As he said this, he released me from his clutch, and only looked at me. The look was far worse to resist than the frantic strain: only an idiot, however, would have succumbed now. I had dared and baffled his fury; I must elude his sorrow: I retired to the door.

"You are going, Jane?"

"I am going, sir."

"You are leaving me?"

"Yes."

"You will not come? You will not be my comforter, my rescuer? My deep love, my wild woe, my frantic prayer, are all nothing to you?"

What unutterable pathos was in his voice! How hard it was to reiterate firmly, "I am going."

"Jane!"

"Mr. Rochester!"

"Withdraw, then, — I consent; but remember, you leave me here in anguish. Go up to your own room; think over all I have said, and, Jane, cast a glance on my sufferings — think of me."

He turned away; he threw himself on his face on the sofa. "Oh, Jane! my hope — my love — my life!" broke in anguish from his lips. Then came a deep, strong sob.

I had already gained the door; but, reader, I walked back — walked back as determinedly as I had retreated. I knelt down by him; I turned his face from the cushion to me; I kissed his cheek; I smoothed his hair with my hand.

"God bless you, my dear master!" I said. "God keep you from harm and wrong — direct you, solace you — reward you well for your past kindness to me."

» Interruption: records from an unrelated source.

PR #460, opened 2026-08-01
Let sandboxed app frames reach the API on WebKit

miljanm:
## The bug

**On iOS, every network call a mini-app made was blocked before it left the device.** No status, no server-side trace, indistinguishable from the network being down. Reproduced and fixed on a real iPhone; it does not reproduce on desktop at all.

The app frame is sandboxed *without* `allow-same-origin` — deliberately, so app code cannot reach the shell's session. That makes its origin **opaque**, and two things then quietly stop matching:

1. **`connect-src 'self'`** — `'self'` resolves against the document's origin, and an opaque origin matches nothing.
2. **A bare host source** (`example.com`) — a scheme-less host is compared against the *document's* scheme, and an opaque origin has none.

Only a fully-qualified `https://host` matches on the request URL alone. Chromium resolves all three forms leniently, which is why this never showed up in development.

## The second gate

Fixing the policy alone is not enough. Once the request is allowed out, the response has to pass CORS — and `CORSMiddleware` echoes the matched origin, so a sandboxed frame got `Access-Control-Allow-Origin: null`. WebKit will not match the literal `null` either. Both halves are needed, in that order; shipping one leaves the bug in place behind the other.

`*` is what the opaque-frame asset routes already emit. It is legal here only because `allow_credentials=False`: nothing ambient rides along, so reading a response still requires a bearer token that lives in localStorage, out of reach of any other origin. State-changing routes keep their own `reject_cross_site` guard, and the rewrite is scoped to requests that actually carry `Origin: null` — the shell origin and origin-less requests are untouched.

## How it was found

Inferring from outside the device produced three wrong fixes in a row. What settled it was shipping a diagnostic *into* the sandbox and reading the browser's own `securitypolicyviolation` report: `violatedDirective` named the rule and `originalPolicy` printed the exact policy the device held. With the bare host already in place, WebKit still reported `refused by: connect-src` for a URL on precisely that host — which is what identified the missing scheme.

If you maintain anything that runs in an opaque origin, that event is worth reaching for early. It is the only thing that distinguishes these failures from a dead network.

## Upgrade note worth carrying into the release

**A device that already has an app frame cached will not receive this fix until its caches are cleared.** Security headers travel with the cached response, so the old policy stays in force. On the affected iPhone the fix only took effect after a sign-out, which is what clears `mobius-*` and `workbox-*`. Anyone who has already hit this bug will need the same step; the fix alone reaches only devices that fetch the frame fresh.

## Testing

Five new tests pin the CORS half — preflight and real response, the auth gate that still refuses an unauthenticated sandboxed request, and that the shell origin and origin-less requests are unaffected. Four existing tests asserted the echoed `null` and now assert the new value with the reason recorded inline. The policy half is a proxy header, verified on-device rather than in CI: green probes and zero violations after the change, against a captured violation naming `connect-src` before it.


miljanm:
The `e2e` failure was real and caused by this PR — pushed a fix in c5420fb.

**What broke.** I wrote the new source as `connect-src 'self' https://{$DOMAIN}`. That is correct only where `DOMAIN` is a bare hostname. It is one in production (`docker-compose.yml` builds `FRONTEND_ORIGIN=https://${DOMAIN}` from it, and `deploy-prod.sh` refuses anything else), but `docker-compose.test.yml` sets `DOMAIN=http://localhost:${TEST_PORT:-8001}` — a full URL. The prefix then produced:

```
The source list for the Content Security Policy directive 'connect-src' contains an invalid source: 'https://http://localhost:8001'. It will be ignored.
```

Browsers drop an invalid source silently, so `connect-src` was left with no usable origin at all. `app-apply-lifecycle` and `embedded-chat-capability` both assert a clean console and caught it.

Worth stating plainly: in the test environment this PR was shipping **no working fix** while looking like one. The bad source was ignored rather than rejected, so nothing failed loudly at the policy layer.

**The fix.** Use `{$FRONTEND_ORIGIN}` — the variable that already carries the scheme in every environment (`https://${DOMAIN}` in prod, the real localhost URL under test, `https://mobius.example.test` in the `caddy validate` step) and the same origin the service block's `frame-ancestors` is already written against. Naming it directly is strictly better than rebuilding it: one source of truth, and it stays correct for a plain-HTTP deployment, which the hardcoded `https://` would not have.

**Guarding it.** I added a test to `test_security_headers.py`, next to the existing Caddyfile assertions, that pulls the `connect-src` sources out of the `@appFrame` policy, resolves each `{$VAR}` against every value the compose files actually assign to it, and fails if a source is not a single absolute origin. Reverting to `https://{$DOMAIN}` fails it with the exact string CI produced, in under a second instead of 5.5 minutes into e2e.

The on-device evidence for the original bug is unchanged — the scheme was still the missing piece; I just derived it the wrong way.

hamzamerzic:
## Review synthesis

**Verdict: request changes** — the diagnosis is excellent and the CORS half is sound; the CSP half fixes one directive out of several that have the identical defect.

The root-cause work here is genuinely good. Establishing that `'self'` matches nothing from an opaque origin, that a scheme-less host also matches nothing, and that `https://{$DOMAIN}` would produce `https://http://localhost:8001` under `docker-compose.test.yml` is exactly the right level of explanation, and the new compose-resolution test that fails on a re-glued origin is a well-chosen guard.

**On the CORS widening specifically — I checked this and it grants nothing new.** `backend/app/main.py:544` already had `allow_origins=[settings.frontend_origin, "null"]`, so a sandboxed frame (including an attacker's own sandboxed iframe) was already an allowed origin and already received a matching `null` echo that Chromium honours. Changing the echoed value to `*` makes WebKit behave the way Chromium already did; it does not expand who may read anything. With `allow_credentials=False` and the bearer token unreachable from another origin, the reasoning in the docstring holds up.

### [MAJOR] The same opaque-origin argument applies to the other directives in this policy

**Where:** `Caddyfile` — the rewritten `@appFrame` policy

CSP uses one source-list matching algorithm for every fetch directive, so the PR's own premise is directive-independent. `connect-src` was fixed; `frame-src 'self'`, `img-src 'self'`, `style-src 'self'`, `font-src 'self'` and `default-src 'self'` (which `media-src`/`manifest-src` fall back to) are all still `'self'`-only in the same header.

**Failure:** A mini-app calls `window.mobius.chat({…})` on iOS. `mobius-runtime.js` sets the embed frame's `src` to `/shell/embed/chat`, which resolves against the frame document to `https://<host>/shell/embed/chat` — a tuple origin, checked against `frame-src 'self'` from an opaque-origin document. WebKit refuses the navigation, the embed never posts `BOOTSTRAP_READY`, and the watchdog fires `onError`. Embedded chat stays dead on iOS after this PR, with the same "looks like the network is down" signature the PR set out to eliminate. An app rendering `` hits the identical wall.

**Fix:** Add `{$FRONTEND_ORIGIN}` to the other directives too — or drop the per-directive `'self'` in favour of one absolute origin — and extend the new `test_bundled_caddy_mirrors_exact_embed_frame_exception` assertion to cover every directive rather than only `connect-src`. As written, the new test locks in exactly the one directive that was fixed.

### [MAJOR] The static-embed policy has the same defect, enforced from the backend

**Where:** `backend/app/main.py:341-346` (`_STATIC_EMBED_CSP`), mirrored in the Caddyfile `@staticEmbed` header

`/app-embeds/by-id/*` is sandboxed without `allow-same-origin` for the same reason, so it has an opaque origin — yet all of its directives are `'self'`-only, including `script-src`. The app frame never depended on `'self'` for scripts because its code arrives as a `blob:` module, but a packaged static embed serves real files from the host and loads them by relative URL, so `<script src="./app.js">` is blocked on WebKit.

### [MAJOR] Cached frames keep the broken CSP after upgrade

**Where:** `frontend/src/sw-cache-policy.js:33`

`OFFLINE_APPS_CACHE` stays at `mobius-offline-apps-v4` even though the response policy changed. The service worker serves a matching cached frame immediately and only refreshes in the background, and the frame URL's revision tracks `app-frame.html` content rather than this Caddy-only header change.

**Failure:** Anyone who opened an app before upgrading gets the cached `connect-src 'self'` document on their first post-upgrade open — so the fix appears not to work for exactly the affected users, until another navigation or a cache clear. The prior v3→v4 bump was made for a response-policy change of the same kind.

**Fix:** Bump to `mobius-offline-apps-v5` and note the CSP-driven eviction.

### Notes

- The new compose guard resolves `{$FRONTEND_ORIGIN}` against the compose files, but not against the service that actually consumes the variable — worth asserting the app-frame service receives it.
- `test_the_ordinary_shell_origin_is_untouched` asserts `_origin(r) != "*"`, which also passes if the header disappears entirely. Asserting the exact expected origin would be tighter.

---
<sub>Synthesized from two independent model reviews (Claude Opus 5, GPT-5.6 Sol) run against this exact diff with no shared context. The CORS security question was checked by hand against `main.py`; the two models found different halves of the remaining CSP gap.</sub>

miljanm:
Thank you — this is a genuinely good review, and the third MAJOR is a correction to something I got wrong in my own PR body.

## Addressed in 32894d1

**[MAJOR] Cached frames keep the broken CSP.** You're right, and it's worse than a missed bump: the PR body told readers this was *unavoidable* and that affected users would need to sign out. That claim was simply wrong. The mechanism already exists, and the `v3 → v4` bump was made for a frame-CSP change of exactly this kind — its own comment says so. Without the bump the first post-upgrade open serves the v4 frame carrying the old policy, so the fix silently misses precisely the people who hit the bug. Bumped to `mobius-offline-apps-v5` with the reason recorded, and added the `v4` eviction assertion. **Please treat the "Upgrade note" section of the PR body as superseded** — I can't edit the body from here, but it now describes a limitation that no longer exists.

**Note on the compose guard.** Scoped it to the service that actually mounts the Caddyfile, since that container is what expands `{$VAR}`. It now fails if that service doesn't set every variable the directive references — verified by deleting the assignment. (Compose's `!override`/`!reset` tags aren't standard YAML, so this needs a tolerant loader.)

**Note on `test_the_ordinary_shell_origin_is_untouched`.** Sharper than you flagged: it wasn't merely *able* to pass with the header absent — that is *why* it was passing. The origin it sent was a hardcoded literal that is not the configured one, so `CORSMiddleware` never matched it and omitted the header; `None != "*"` held for the wrong reason. Both the request and the assertion are now driven from the configured origin, so it actually proves the shell still gets its echo.

## Not deciding unilaterally: the two directive MAJORs

I'm escalating these to the repository owner rather than pushing them, and I want to be precise about why — it isn't disagreement.

Your reasoning is sound and I verified every code path you cite: `chatEmbed.js` does resolve the embed to an absolute-path URL checked against `frame-src`, and `_STATIC_EMBED_CSP` is indeed `'self'`-only across every directive including `script-src`, on a surface sandboxed without `allow-same-origin`. The matching algorithm is directive-independent, so the premise does carry.

Two things stop me from acting on it in an automated round:

1. **The premise is unverifiable in this repo's CI.** `playwright.config` runs `browserName: 'chromium'` only. The authority behind the original fix was on-device WebKit evidence — a captured `securitypolicyviolation` naming `connect-src`. I have no device in this round and no WebKit in CI, so I would be generalizing from one empirically-confirmed directive to six unconfirmed ones and shipping it as fact.
2. **One of them is `script-src` on an isolation boundary.** `_STATIC_EMBED_CSP` exists to sandbox packaged third-party app code, and its own comment says the boundary must always be enforced. Adding an absolute origin to `script-src` there is exactly the kind of change that should carry a human's signature, not an agent's inference.

There's also a real design choice inside your suggestion — add `{$FRONTEND_ORIGIN}` per-directive, or drop `'self'` in favour of one absolute origin throughout. The second is probably the better end state (if `'self'` matches nothing here, every occurrence is misleading dead weight), but that's a policy decision for the owner.

So: the narrow, verified fixes are pushed; the boundary question is going to the owner with your analysis attached. If the answer is to proceed, I'd want it done as its own change with device verification behind it rather than folded in here on inference.

miljanm:
Follow-up: the cache bump broke `sw-pwa.spec.mjs`, fixed in 3186673. All four checks are green on that head.

The spec opened `mobius-offline-apps-v4` as a string literal, so after the bump it read an empty cache and reported no cached frame or module. The bump is right; repeating the name in the test is what made it fragile. These constants exist *specifically* to change whenever a cached response's policy changes, so a literal guarantees that every correct future bump lands as an unrelated e2e failure five minutes into the run.

The spec now imports them, which `sw-cache-policy.spec.mjs` in the same directory already did. I applied the same treatment to the standalone and app-assets lookups in that file — identical latent breakage, and fixing only the one that happened to fire today would just defer it to whoever does the next bump.

Worth noting for the record: my previous message claimed this round was verified, and it wasn't — I pushed the bump without noticing the spec pinned the old name. The Chromium-only e2e caught it. That is the second time in this PR that a change of mine looked complete and wasn't, which is part of why I'm not extending the same reasoning to `script-src` on the static-embed boundary without a human and a real WebKit device behind it.

hamzamerzic:
## Review synthesis (round 2)

*The head moved to `31866735` while this was being written; I re-checked both unresolved items against it and they still hold — `default-src`/`style-src`/`font-src` remain `'self'`-only in the app-frame policy, and `_STATIC_EMBED_CSP` still reads `script-src 'self' 'unsafe-inline'`.*

**Verdict: request changes** — the cache-eviction fix landed cleanly; the CSP scope finding is still open, and both models re-derived it independently.

### Round-1 follow-up

| Round-1 finding | Status |
|---|---|
| Other app-frame directives have the same defect | **UNRESOLVED** — `Caddyfile:92` changed only `connect-src`. `default-src`, `style-src`, `font-src`, `img-src` and `frame-src` are byte-identical to the pre-PR line. |
| Static-embed policy has the same defect | **UNRESOLVED** — `_STATIC_EMBED_CSP` (`backend/app/main.py:341-346`) and the mirrored `@staticEmbed` header appear nowhere in the diff. |
| Cached frames keep the broken CSP | **RESOLVED** — `sw-cache-policy.js:40` is now `mobius-offline-apps-v5` with the CSP reason recorded, and `isStaleRuntimeCache` evicts v4. |

### [MAJOR] The nested chat-embed document is opaque too, and its policy is still `'self'`-only

This is the concrete consequence of the unresolved item, and it is worth stating as its own failure rather than a repeat: a mini-app calling `window.mobius.chat({…})` sets the embed frame's `src` to `/shell/embed/chat`, which resolves to a tuple origin and is checked against `frame-src 'self'` from an opaque-origin document. WebKit refuses the navigation, the embed never posts `BOOTSTRAP_READY`, and the watchdog fires `onError`. Embedded chat therefore remains dead on iOS after this PR, with the same "looks like the network is down" signature the PR set out to remove. An app rendering `` hits the same wall.

Packaged static embeds are the sharper version: unlike the app frame, whose code arrives as a `blob:` module, a static embed serves real files and loads them by relative URL, so `script-src 'self'` blocks its own `<script src="./app.js">`.

**Fix:** Add `{$FRONTEND_ORIGIN}` to the remaining directives (or drop the per-directive `'self'` for one absolute origin), apply the same to `_STATIC_EMBED_CSP`, and widen the new assertion at `test_security_headers.py:212` — it currently pins only `connect-src`, which is exactly the one directive that was fixed.

### [MINOR] The new compose guard breaks if `connect-src` ever names a second variable

The resolution test iterates `referenced` and substitutes one variable at a time into the full `connect_src` string, so a directive naming two variables leaves the other `{$…}` literal in the resolved value and the absolute-origin assertion fails spuriously. Substituting all referenced variables before parsing would make the guard survive its own fix.

### [NIT] An undefined `{$FRONTEND_ORIGIN}` degrades silently

Caddy expands an unset `{$VAR}` to the empty string, so a deployment that fails to set it silently returns to the exact pre-fix policy with no error. Worth a startup assertion, since the failure is invisible from the outside and looks like the original bug.

---
<sub>Two independent model reviews (Claude Opus 5, GPT-5.6 Sol) run against this exact head with no shared context, then synthesized. Both reached the same conclusion on the unresolved items.</sub>

miljanm:
Addressed the round-two review in `2379cc75`.

| Finding | Resolution |
|---|---|
| Remaining app-frame directives were still `'self'`-only | Replaced the dead `'self'` source with `{$FRONTEND_ORIGIN}` in every app-frame fetch directive that intentionally reaches the Möbius origin: `default-src`, `script-src`, `style-src`, `font-src`, `connect-src`, `img-src`, and `frame-src`. The nested `/shell/embed/chat` navigation is now admitted by `frame-src` for the same reason as the API call. `frame-ancestors 'self'` is deliberately unchanged; it governs who may embed the response, not a fetch from the frame's opaque active origin. |
| Static embeds could not load their own relative files | Updated both enforcement points: the backend policy uses the configured absolute frontend origin in every fetch directive, and Caddy carries the exact mirrored template. The response sandbox still omits `allow-same-origin`, so packaged code remains unable to reach shell credentials while relative scripts, styles, fonts, media, workers, and other declared assets can load. |
| The compose guard substituted one variable at a time | It now substitutes the complete referenced-variable set before parsing a directive. `frame-src` now contains both `FRONTEND_ORIGIN` and `MOBIUS_SERVICE_GATEWAY_ORIGIN`, so the two-variable case is exercised by the policy under test rather than remaining hypothetical. |
| An unset `FRONTEND_ORIGIN` degraded silently | `FRONTEND_ORIGIN` now also owns the Caddy site address. It is no longer an optional header-only expansion: omitting it prevents the Caddyfile from adapting instead of quietly returning to a policy with no matchable own-origin source. |
| Cached v4 frames retained the old CSP | Still resolved by the earlier v5 cache bump; this follow-up leaves that eviction intact. |

The tests now assert every app-frame fetch directive, resolve all variable-backed sources under both compose environments, and compare the complete backend/static-embed policy with Caddy's rendered policy. Verification on this head: the focused security/assets/CORS set is `41 passed, 1 skipped`; the hermetic fast contract set is `65 passed`; `git diff --check` and Python compilation are clean. Full Docker and browser coverage remains with PR CI because Docker is not available in this runtime.

The original on-device `securitypolicyviolation` evidence remains the WebKit basis for the directive-independent source-matching correction; no new device run was available in this follow-up.

miljanm:
Checked in on this and found you'd already resolved it directly in `2379cc75` — extending `{$FRONTEND_ORIGIN}` to every fetch directive on both the app-frame and static-embed policies, including `script-src`. That's exactly the boundary call I escalated rather than made myself, since it touches the isolation guarantee for packaged app code and I had no WebKit to re-verify it against.

Independently verified rather than taking the summary on trust:

- Re-derived the diff myself and read it against the review's two MAJOR findings — both fully addressed, including the `frame-src` nested-embed-navigation case and the backend/Caddy policy now compared for exact equality rather than sampled.
- The rewritten compose-guard test fixes a real latent bug in the version I shipped last round: my per-variable resolution loop restarted from the unresolved template each time, so it would have falsely failed `frame-src` now that it carries two variables. The new version substitutes the full referenced set before validating each directive — correct, and it also generalizes the guard from `connect-src` alone to every directive that names one.
- `{$DOMAIN}` only remains as a reference inside an explanatory comment; the Caddy site address and every policy source now derive from `{$FRONTEND_ORIGIN}`.
- Checked the 21-commit merge from `main` for anything touching this PR's files — none did, and no conflict markers remain anywhere.
- Ran the focused backend suite (security headers, opaque-origin CORS, proxy, app token, apps install, app assets) and the full frontend unit suite myself against the actual merged head: both green, matching what was reported.
- Waited out GitHub CI on the real head (`10cedb57`) rather than the last one I'd pushed: privacy, backend, frontend-unit, and e2e all green.

Nothing further from me this round — no open findings, no failing check, mergeable. Flagging one thing for the record rather than fixing it: this went out through your own push rather than through my update path, which is completely fine and your call to make, but it means the contribution ledger's recorded head still names my last agent-pushed commit rather than this one. Harmless — the PR itself is the source of truth and it's correct — but if anything ever reads that field expecting it to track the live PR head, it's worth knowing it doesn't update on an out-of-band push.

"Little Jane's love would have been my best reward," he answered; "without it, my heart is broken. But Jane will give me her love: yes — nobly, generously."

Up the blood rushed to his face; forth flashed the fire from his eyes; erect he sprang; he held his arms out; but I evaded the embrace, and at once quitted the room.

"Farewell!" was the cry of my heart as I left him. Despair added, "Farewell for ever!"